━━ SUPPLIED INFORMATION ━━

PR #320, opened 2022-11-01
fix: Make caching work correctly in async context

danez:
Right now the cache was only populated after the call to the fs API succeed, which in an async context was leading to multiple file IO or analyze tasks started for the same file at once. This is because both file IO are async and so until the fs call finished other calls for the same file can still come in.

To fix this I extracted all file IO calls into a separate class that wraps everything correctly and instead of caching the actual result, now a Promise is cached. So the cache now always needs to be awaited.

As the values in the cache change this is definitely a breaking change. Something like this:

```diff
const cache = {};
await nodeFileTrace([file], {
    cache,
);

-const cacheValue = cache.fileCache.get(file);
+const cacheValue = await cache.fileCache.get(file);
```

I know this is quite a big change, just let me know what you think and if I should change anything. :) 

In my personal example the number of calls to analyze went from ~2400 to ~1600 and the runtime from ~3s to ~2.7s (which includes other work than nft)

### DIFF
--- a/src/fs.ts
+++ b/src/fs.ts
@@ -1,0 +1,116 @@
+import type { Stats } from "fs";
+import { resolve } from "path";
+import fs from "graceful-fs";
+import { Sema } from "async-sema";
+
+const fsReadFile = fs.promises.readFile;
+const fsReadlink = fs.promises.readlink;
+const fsStat = fs.promises.stat;
+
+export class CachedFileSystem {
+  private fileCache: Map<string, Promise<string | null>>;
+  private statCache: Map<string, Promise<Stats | null>>;
+  private symlinkCache: Map<string, Promise<string | null>>;
+  private fileIOQueue: Sema;
+
+  constructor({
+    cache,
+    fileIOConcurrency,
+  }: {
+    cache?: any;
+    fileIOConcurrency: number;
+  }) {
+    this.fileIOQueue = new Sema(fileIOConcurrency);
+    this.fileCache = (cache && cache.fileCache) || new Map();
+    this.statCache = (cache && cache.statCache) || new Map();
+    this.symlinkCache = (cache && cache.symlinkCache) || new Map();
+
+    if (cache) {
+      cache.fileCache = this.fileCache;
+      cache.statCache = this.statCache;
+      cache.symlinkCache = this.symlinkCache;
+    }
+  }
+
+  async readlink(path: string): Promise<string | null> {
+    const cached = this.symlinkCache.get(path);
+    if (cached !== undefined) return cached;
+    // This is not awaiting the response, so that the cache is instantly populated and
+    // future calls serve the Promise from the cache
+    const readlinkPromise = this.executeFileIO(path, this._internalReadlink);
+    this.symlinkCache.set(path, readlinkPromise);
+
+    return readlinkPromise;
+  }
+
+  async readFile(path: string): Promise<string | null> {
+    const cached = this.fileCache.get(path);
+    if (cached !== undefined) return cached;
+    // This is not awaiting the response, so that the cache is instantly populated and
+    // future calls serve the Promise from the cache
+    const readFilePromise = this.executeFileIO(path, this._internalReadFile);
+    this.fileCache.set(path, readFilePromise);
+
+    return readFilePromise;
+  }
+
+  async stat(path: string): Promise<Stats | null> {
+    const cached = this.statCache.get(path);
+    if (cached !== undefined) return cached;
+    // This is not awaiting the response, so that the cache is instantly populated and
+    // future calls serve the Promise from the cache
+    const statPromise = this.executeFileIO(path, this._internalStat);
+    this.statCache.set(path, statPromise);
+
+    return statPromise;
+  }
+
+  private async _internalReadlink(path: string) {
+    try {
+      const link = await fsReadlink(path);
+      // also copy stat cache to symlink
+      const stats = this.statCache.get(path);
+      if (stats) this.statCache.set(resolve(path, link), stats);
+      return link;
+    } catch (e: any) {
+      if (e.code !== "EINVAL" && e.code !== "ENOENT" && e.code !== "UNKNOWN")
+        throw e;
+      return null;
+    }
+  }
+
+  private async _internalReadFile(path: string): Promise<string | null> {
+    try {
+      return (await fsReadFile(path)).toString();
+    } catch (e: any) {
+      if (e.code === "ENOENT" || e.code === "EISDIR") {
+        return null;
+      }
+      throw e;
+    }
+  }
+
+  private async _internalStat(path: string) {
+    try {
+      return await fsStat(path);
+    } catch (e: any) {
+      if (e.code === "ENOENT") {
+        return null;
+      }
+      throw e;
+    }
+  }
+
+  private async executeFileIO<Return>(
+    path: string,
+    fileIO: (path: string) => Promise<Return>
+  ): Promise<Return> {
+    await this.fileIOQueue.acquire();
+
+    try {
+      return fileIO.call(this, path);
+    } finally {
+      this.fileIOQueue.release();
+    }
+  }
+}
--- a/src/fs.ts
+++ b/src/fs.ts
@@ -21,9 +21,9 @@ export class CachedFileSystem {
     fileIOConcurrency: number;
   }) {
     this.fileIOQueue = new Sema(fileIOConcurrency);
-    this.fileCache = (cache && cache.fileCache) || new Map();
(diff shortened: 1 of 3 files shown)


src/node-file-trace.ts
```diff
@@ -153,30 +160,29 @@ export class Job {
     this.esmFileList = new Set();
     this.processed = new Set();
     this.warnings = new Set();
+
+    // This creates the cached versions of these IO functions
+    // The internal methods are only there in case the functions are overwritten from config and the overwritten function wants
+    // to call the internal implementation
+    this.stat = this.internalStat = cacheFileIOFactory(this.statFn.bind(this), this.statCache, this.fileIOQueue);
+    this.readFile = this.internalReadFile = cacheFileIOFactory(this.readFileFn.bind(this), this.fileCache, this.fileIOQueue);
+    this.readlink = this.internalReadlink = cacheFileIOFactory(this.readlinkFn.bind(this), this.symlinkCache, this.fileIOQueue);
```
danez, line 169: internal might actually not be a good choice for the name, because it makes it look like something purely internal one shouldn't use. Maybe rather `base` or `real`. Naming :D

Maybe you think it is not even necessary to have these methods, then I can also remove them and we need to figure out a different way in the tests.

src/node-file-trace.ts
```diff
@@ -193,50 +199,32 @@ export class Job {
...
+  protected async statFn (path: string) {
     try {
-      const stats = await fsStat(path);
-      this.statCache.set(path, stats);
-      return stats;
+      return await fsStat(path);
     }
     catch (e: any) {
       if (e.code === 'ENOENT') {
-        this.statCache.set(path, null);
```
styfle, line 207: What about deleting from the cache?

The new wrapper doesn't do that 🤔

danez: The wrapper does cache the surrounding Promise, so in case of an error and when `null` is returned it will also be part if the cached promise.

As far as I understood how the cache works it doesn't do cache invalidation anyway. Once cached it is cached forever. :)

src/node-file-trace.ts
styfle: >  it makes it look like something purely internal one shouldn't use

I think it is internal and shouldn't be used. It was only added in PR #40 as a mock.

styfle (commented):
Is there a way to add a test to ensure this fixes the behavior?

danez:
I added tests, which fail on the main branch.
The tests ensure, that all the cached functions are called only once for each file.

On main:
Screenshot 2022-11-07 at 16 19 52

On this branch:
Screenshot 2022-11-07 at 16 20 07

test/unit.test.js
```diff
@@ -197,14 +235,34 @@ for (const { testName, isRoot } of unitTests) {
...
+        expect(stat).toHaveBeenCalledTimes(0);
+        expect(readlink).toHaveBeenCalledTimes(testName === 'processed-dependency' ? 1 : 0);
+        expect(readFile).toHaveBeenCalledTimes(testName === 'processed-dependency' ? 1 : 0);
+        expect(analyze).toHaveBeenCalledTimes(testName === 'processed-dependency' ? 1 : 0);
+      } else {
+        // Ensure all cached calls are only called once per file. The expected count is the count of calls unique per path
+        const uniqueStatCalls = [...new Set(stat.mock.calls.map((call) => call[0]))].length;
+        const uniqueReadlinkCalls = [...new Set(readlink.mock.calls.map((call) => call[0]))].length;
+        const uniqueReadFileCalls = [...new Set(readFile.mock.calls.map((call) => call[0]))].length;
+        const uniqueAnalyzeFileCalls = [...new Set(analyze.mock.calls.map((call) => call[0]))].length;
```
styfle, line 250: `Set` has a `.size` property you can use instead of `.length`

src/node-file-trace.ts
```diff
@@ -54,18 +55,24 @@ export class Job {
   public exportsOnly: boolean;
   public paths: Record<string, string>;
   public ignoreFn: (path: string, parent?: string) => boolean;
+  public stat: (path: string) => Promise<Stats | null>;
+  public readFile: (path: string) => Promise<Buffer | string | null>;
+  public readlink: (path: string) => Promise<string | null>;
+  protected internalStat: (path: string) => Promise<Stats | null>;
```
styfle, line 61: Lets change these to `private` and use `_` to prefix the variable name.

test/unit.test.js
danez: done

src/node-file-trace.ts
danez: done

src/node-file-trace.ts
```diff
@@ -54,18 +55,27 @@ export class Job {
...
   public ignoreFn: (path: string, parent?: string) => boolean;
+  public stat: (path: string) => Promise<Stats | null>;
+  public readFile: (path: string) => Promise<Buffer | string | null>;
+  public readlink: (path: string) => Promise<string | null>;
+  // @ts-expect-error not used inside class, but maybe in stat method from config
+  private _internalStat: (path: string) => Promise<Stats | null>;
+  // @ts-expect-error not used inside class, but maybe in readFile method from config
+  private _internalReadFile: (path: string) => Promise<Buffer | string | null>;
+  // @ts-expect-error not used inside class, but maybe in readlink method from config
+  private _internalReadlink: (path: string) => Promise<string | null>;
```
styfle, line 66: It looks like these underscore methods are assigned but never used

src/node-file-trace.ts
```diff
@@ -366,23 +366,19 @@ export class Job {
...
+      analyzeResultPromise = cachedAnalysis;
     }
     else {
-      const source = await this.readFile(path);
-      if (source === null) throw new Error('File ' + path + ' does not exist.');
-      // analyze should not have any side-effects e.g. calling `job.emitFile` 
-      // directly as this will not be included in the cachedAnalysis and won't
-      // be emit for successive runs that leverage the cache
-      analyzeResult = await analyze(path, source.toString(), this);
-      this.analysisCache.set(path, analyzeResult);
```
styfle, line 382: Lets move this code back to how it was and just remove the `await` (no need for a new runAnalyze function)

styfle (commented):
I tried to make some changes but it looks like I can't push to your branch so I left a few comments

src/fs.ts
```diff
@@ -0,0 +1,116 @@
...
+  private fileCache: Map<string, Promise<string | null>>;
+  private statCache: Map<string, Promise<Stats | null>>;
+  private symlinkCache: Map<string, Promise<string | null>>;
+  private fileIOQueue: Sema;
+
+  constructor({
+    cache,
+    fileIOConcurrency,
+  }: {
+    cache?: any;
```
styfle, line 20:
```suggestion
    cache?: { fileCache?: Map<string, Promise<string | null>>, statCache?: Map<string, Promise<Stats | null>>, symlinkCache?: Map<string, Promise<string | null>> };
```

src/fs.ts
```diff
@@ -0,0 +1,116 @@
...
+    fileIOConcurrency: number;
+  }) {
+    this.fileIOQueue = new Sema(fileIOConcurrency);
+    this.fileCache = (cache && cache.fileCache) || new Map();
+    this.statCache = (cache && cache.statCache) || new Map();
+    this.symlinkCache = (cache && cache.symlinkCache) || new Map();
```
styfle, line 26:
```suggestion
    this.fileCache = cache?.fileCache ?? new Map();
    this.statCache = cache?.statCache ?? new Map();
    this.symlinkCache = cache?.symlinkCache ?? new Map();
```

src/node-file-trace.ts
```diff
@@ -137,15 +128,9 @@ export class Job {
       }, analysis === true ? {} : analysis);
     }
 
-    this.fileCache = cache && cache.fileCache || new Map();
-    this.statCache = cache && cache.statCache || new Map();
-    this.symlinkCache = cache && cache.symlinkCache || new Map();
     this.analysisCache = cache && cache.analysisCache || new Map();
```
styfle, line 131: Should analysisCache also go in the `CachedFileSystem` class?

danez: It is not used there and right now it is only used in the job class.

If we move the cache we would need to move the analysis functionality there too, which I'm not sure fits into `CachedFileSystem `

styfle (approved):
Great work, thanks 🎉

danez:
It seems because the fork I create is inside an organization it does not work, GitHub does not allow edits from maintainers.  😒https://github.com/orgs/community/discussions/5634

I merged the main branch, hopefully that allows merging :)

━━━

[EXERCISE INSTRUCTIONS]: Search the material for the word "purely". Each line where it is found must be copied.

[SOLVED EXERCISE]:
danez, line 169: internal might actually not be a good choice for the name, because it makes it look like something purely internal one shouldn't use. Maybe rather `base` or `real`. Naming :D
styfle: >  it makes it look like something purely internal one shouldn't use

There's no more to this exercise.